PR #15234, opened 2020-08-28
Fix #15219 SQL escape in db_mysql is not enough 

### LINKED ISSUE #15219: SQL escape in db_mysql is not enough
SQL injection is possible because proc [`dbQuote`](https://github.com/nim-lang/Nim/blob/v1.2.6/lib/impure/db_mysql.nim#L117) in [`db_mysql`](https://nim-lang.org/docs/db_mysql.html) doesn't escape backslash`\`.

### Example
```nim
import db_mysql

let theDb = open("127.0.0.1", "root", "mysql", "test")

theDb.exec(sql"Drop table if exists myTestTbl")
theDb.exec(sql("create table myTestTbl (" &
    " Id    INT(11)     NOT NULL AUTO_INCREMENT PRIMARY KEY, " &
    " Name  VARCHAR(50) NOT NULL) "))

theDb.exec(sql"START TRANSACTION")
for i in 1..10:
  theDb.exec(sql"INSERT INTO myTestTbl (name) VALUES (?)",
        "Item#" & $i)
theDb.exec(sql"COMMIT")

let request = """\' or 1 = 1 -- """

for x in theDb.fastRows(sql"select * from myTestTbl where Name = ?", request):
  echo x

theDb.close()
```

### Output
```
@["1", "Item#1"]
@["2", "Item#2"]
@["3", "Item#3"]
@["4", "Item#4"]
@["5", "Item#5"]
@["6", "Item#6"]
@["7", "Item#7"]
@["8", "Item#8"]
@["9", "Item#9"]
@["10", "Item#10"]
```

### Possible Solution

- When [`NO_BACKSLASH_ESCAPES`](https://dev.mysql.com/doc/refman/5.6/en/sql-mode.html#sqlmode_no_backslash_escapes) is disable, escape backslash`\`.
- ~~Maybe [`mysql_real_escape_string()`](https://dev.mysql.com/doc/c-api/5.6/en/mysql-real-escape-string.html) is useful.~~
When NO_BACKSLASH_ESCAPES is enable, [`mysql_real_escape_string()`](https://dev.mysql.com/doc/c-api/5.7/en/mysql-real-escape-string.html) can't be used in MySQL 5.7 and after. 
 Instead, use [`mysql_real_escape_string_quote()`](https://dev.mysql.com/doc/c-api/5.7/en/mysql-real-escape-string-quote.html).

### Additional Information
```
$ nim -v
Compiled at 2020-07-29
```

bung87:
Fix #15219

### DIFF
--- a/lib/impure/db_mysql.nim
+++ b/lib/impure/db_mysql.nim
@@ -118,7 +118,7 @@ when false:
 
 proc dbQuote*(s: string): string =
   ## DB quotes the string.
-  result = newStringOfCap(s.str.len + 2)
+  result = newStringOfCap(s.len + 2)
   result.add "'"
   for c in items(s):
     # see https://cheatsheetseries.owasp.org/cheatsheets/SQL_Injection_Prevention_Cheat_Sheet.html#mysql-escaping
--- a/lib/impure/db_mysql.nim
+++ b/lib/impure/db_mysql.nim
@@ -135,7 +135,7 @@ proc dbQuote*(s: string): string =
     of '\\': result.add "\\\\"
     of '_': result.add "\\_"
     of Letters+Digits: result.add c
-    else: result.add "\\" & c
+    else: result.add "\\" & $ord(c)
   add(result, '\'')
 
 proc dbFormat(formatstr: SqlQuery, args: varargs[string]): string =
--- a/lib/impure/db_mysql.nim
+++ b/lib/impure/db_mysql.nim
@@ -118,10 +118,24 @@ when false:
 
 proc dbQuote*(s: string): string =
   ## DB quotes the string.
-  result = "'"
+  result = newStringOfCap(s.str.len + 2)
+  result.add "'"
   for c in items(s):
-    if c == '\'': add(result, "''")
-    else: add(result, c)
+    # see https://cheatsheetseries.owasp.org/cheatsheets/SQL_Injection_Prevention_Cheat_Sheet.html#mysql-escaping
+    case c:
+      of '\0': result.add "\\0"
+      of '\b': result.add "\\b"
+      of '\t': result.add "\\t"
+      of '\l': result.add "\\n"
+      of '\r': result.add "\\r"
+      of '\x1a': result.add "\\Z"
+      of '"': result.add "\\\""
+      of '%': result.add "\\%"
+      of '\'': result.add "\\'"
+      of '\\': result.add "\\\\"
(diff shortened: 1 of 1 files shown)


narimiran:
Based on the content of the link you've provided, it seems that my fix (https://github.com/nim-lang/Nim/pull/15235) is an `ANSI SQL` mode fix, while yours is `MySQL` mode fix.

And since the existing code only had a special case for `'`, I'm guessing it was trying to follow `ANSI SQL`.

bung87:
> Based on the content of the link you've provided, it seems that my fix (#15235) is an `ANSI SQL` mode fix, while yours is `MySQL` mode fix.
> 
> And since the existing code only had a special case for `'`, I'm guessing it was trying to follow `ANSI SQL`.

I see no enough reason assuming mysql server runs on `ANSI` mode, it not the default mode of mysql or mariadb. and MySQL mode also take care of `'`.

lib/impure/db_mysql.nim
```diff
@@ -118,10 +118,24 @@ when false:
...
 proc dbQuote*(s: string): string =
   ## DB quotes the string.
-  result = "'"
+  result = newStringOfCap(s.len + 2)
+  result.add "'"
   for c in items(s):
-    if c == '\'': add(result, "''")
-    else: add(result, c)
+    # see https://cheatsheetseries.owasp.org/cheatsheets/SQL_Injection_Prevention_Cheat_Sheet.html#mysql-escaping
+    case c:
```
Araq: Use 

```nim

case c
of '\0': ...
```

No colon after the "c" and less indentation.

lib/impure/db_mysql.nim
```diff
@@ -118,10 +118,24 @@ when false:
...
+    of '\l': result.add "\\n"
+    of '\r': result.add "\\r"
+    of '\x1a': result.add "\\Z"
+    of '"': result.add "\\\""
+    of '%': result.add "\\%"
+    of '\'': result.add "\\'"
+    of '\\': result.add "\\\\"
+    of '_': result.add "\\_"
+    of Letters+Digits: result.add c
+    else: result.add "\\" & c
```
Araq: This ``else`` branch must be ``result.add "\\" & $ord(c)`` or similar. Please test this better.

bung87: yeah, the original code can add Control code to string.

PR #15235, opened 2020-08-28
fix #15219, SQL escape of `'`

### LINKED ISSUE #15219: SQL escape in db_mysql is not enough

**Exercise**:
Please repeat the listing exactly, with nothing left out.

**Your solution**:
PR #15234, opened 2020-08-28
Fix #15219 SQL escape in db_mysql is not enough 

### LINKED ISSUE #15219: SQL escape in db_mysql is not enough
SQL injection is possible because proc [`dbQuote`](https://github.com/nim-lang/Nim/blob/v1.2.6/lib/impure/db_mysql.nim#L117) in [`db_mysql`](https://nim-lang.org/docs/db_mysql.html) doesn't escape backslash`\`.

### Example
```nim
import db_mysql

let theDb = open("127.0.0.1", "root", "mysql", "test")

theDb.exec(sql"Drop table if exists myTestTbl")
theDb.exec(sql("create table myTestTbl (" &
    " Id    INT(11)     NOT NULL AUTO_INCREMENT PRIMARY KEY, " &
    " Name  VARCHAR(50) NOT NULL) "))

theDb.exec(sql"START TRANSACTION")
for i in 1..10:
  theDb.exec(sql"INSERT INTO myTestTbl (name) VALUES (?)",
        "Item#" & $i)
theDb.exec(sql"COMMIT")

let request = """\' or 1 = 1 -- """

for x in theDb.fastRows(sql"select * from myTestTbl where Name = ?", request):
  echo x

theDb.close()
```

### Output
```
@["1", "Item#1"]
@["2", "Item#2"]
@["3", "Item#3"]
@["4", "Item#4"]
@["5", "Item#5"]
@["6", "Item#6"]
@["7", "Item#7"]
@["8", "Item#8"]
@["9", "Item#9"]
@["10", "Item#10"]
```

### Possible Solution

- When [`NO_BACKSLASH_ESCAPES`](https://dev.mysql.com/doc/refman/5.6/en/sql-mode.html#sqlmode_no_backslash_escapes) is disable, escape backslash`\`.
- ~~Maybe [`mysql_real_escape_string()`](https://dev.mysql.com/doc/c-api/5.6/en/mysql-real-escape-string.html) is useful.~~
When NO_BACKSLASH_ESCAPES is enable, [`mysql_real_escape_string()`](https://dev.mysql.com/doc/c-api/5.7/en/mysql-real-escape-string.html) can't be used in MySQL 5.7 and after. 
 Instead, use [`mysql_real_escape_string_quote()`](https://dev.mysql.com/doc/c-api/5.7/en/mysql-real-escape-string-quote.html).

### Additional Information
```
$ nim -v
Compiled at 2020-07-29
```

bung87:
Fix #15219

### DIFF
--- a/lib/impure/db_mysql.nim
+++ b/lib/impure/db_mysql.nim
@@ -118,7 +118,7 @@ when false:
 
 proc dbQuote*(s: string): string =
   ## DB quotes the string.
-  result = newStringOfCap(s.str.len + 2)
+  result = newStringOfCap(s.len + 2)
   result.add "'"
   for c in items(s):
     # see https://cheatsheetseries.owasp.org/cheatsheets/SQL_Injection_Prevention_Cheat_Sheet.html#mysql-escaping
--- a/lib/impure/db_mysql.nim
+++ b/lib/impure/db_mysql.nim
@@ -135,7 +135,7 @@ proc dbQuote*(s: string): string =
     of '\\': result.add "\\\\"
     of '_': result.add "\\_"
     of Letters+Digits: result.add c
-    else: result.add "\\" & c
+    else: result.add "\\" & $ord(c)
   add(result, '\'')
 
 proc dbFormat(formatstr: SqlQuery, args: varargs[string]): string =
--- a/lib/impure/db_mysql.nim
+++ b/lib/impure/db_mysql.nim
@@ -118,10 +118,24 @@ when false:
 
 proc dbQuote*(s: string): string =
   ## DB quotes the string.
-  result = "'"
+  result = newStringOfCap(s.str.len + 2)
+  result.add "'"
   for c in items(s):
-    if c == '\'': add(result, "''")
-    else: add(result, c)
+    # see https://cheatsheetseries.owasp.org/cheatsheets/SQL_Injection_Prevention_Cheat_Sheet.html#mysql-escaping
+    case c:
+      of '\0': result.add "\\0"
+      of '\b': result.add "\\b"
+      of '\t': result.add "\\t"
+      of '\l': result.add "\\n"
+      of '\r': result.add "\\r"
+      of '\x1a': result.add "\\Z"
+      of '"': result.add "\\\""
+      of '%': result.add "\\%"
+      of '\'': result.add "\\'"
+      of '\\': result.add "\\\\"
(diff shortened: 1 of 1 files shown)


narimiran:
Based on the content of the link you've provided, it seems that my fix (https://github.com/nim-lang/Nim/pull/15235) is an `ANSI SQL` mode fix, while yours is `MySQL` mode fix.

And since the existing code only had a special case for `'`, I'm guessing it was trying to follow `ANSI SQL`.

bung87:
> Based on the content of the link you've provided, it seems that my fix (#15235) is an `ANSI SQL` mode fix, while yours is `MySQL` mode fix.
> 
> And since the existing code only had a special case for `'`, I'm guessing it was trying to follow `ANSI SQL`.

I see no enough reason assuming mysql server runs on `ANSI` mode, it not the default mode of mysql or mariadb. and MySQL mode also take care of `'`.

lib/impure/db_mysql.nim
```diff
@@ -118,10 +118,24 @@ when false:
...
 proc dbQuote*(s: string): string =
   ## DB quotes the string.
-  result = "'"
+  result = newStringOfCap(s.len + 2)
+  result.add "'"
   for c in items(s):
-    if c == '\'': add(result, "''")
-    else: add(result, c)
+    # see https://cheatsheetseries.owasp.org/cheatsheets/SQL_Injection_Prevention_Cheat_Sheet.html#mysql-escaping
+    case c:
```
Araq: Use 

```nim

case c
of '\0': ...
```

No colon after the "c" and less indentation.

lib/impure/db_mysql.nim
```diff
@@ -118,10 +118,24 @@ when false:
...
+    of '\l': result.add "\\n"
+    of '\r': result.add "\\r"
+    of '\x1a': result.add "\\Z"
+    of '"': result.add "\\\""
+    of '%': result.add "\\%"
+    of '\'': result.add "\\'"
+    of '\\': result.add "\\\\"
+    of '_': result.add "\\_"
+    of Letters+Digits: result.add c
+    else: result.add "\\" & c
```
Araq: This ``else`` branch must be ``result.add "\\" & $ord(c)`` or similar. Please test this better.

bung87: yeah, the original code can add Control code to string.

PR #15235, opened 2020-08-28
fix #15219, SQL escape of `'`

### LINKED ISSUE #15219: SQL escape in db_mysql is not enough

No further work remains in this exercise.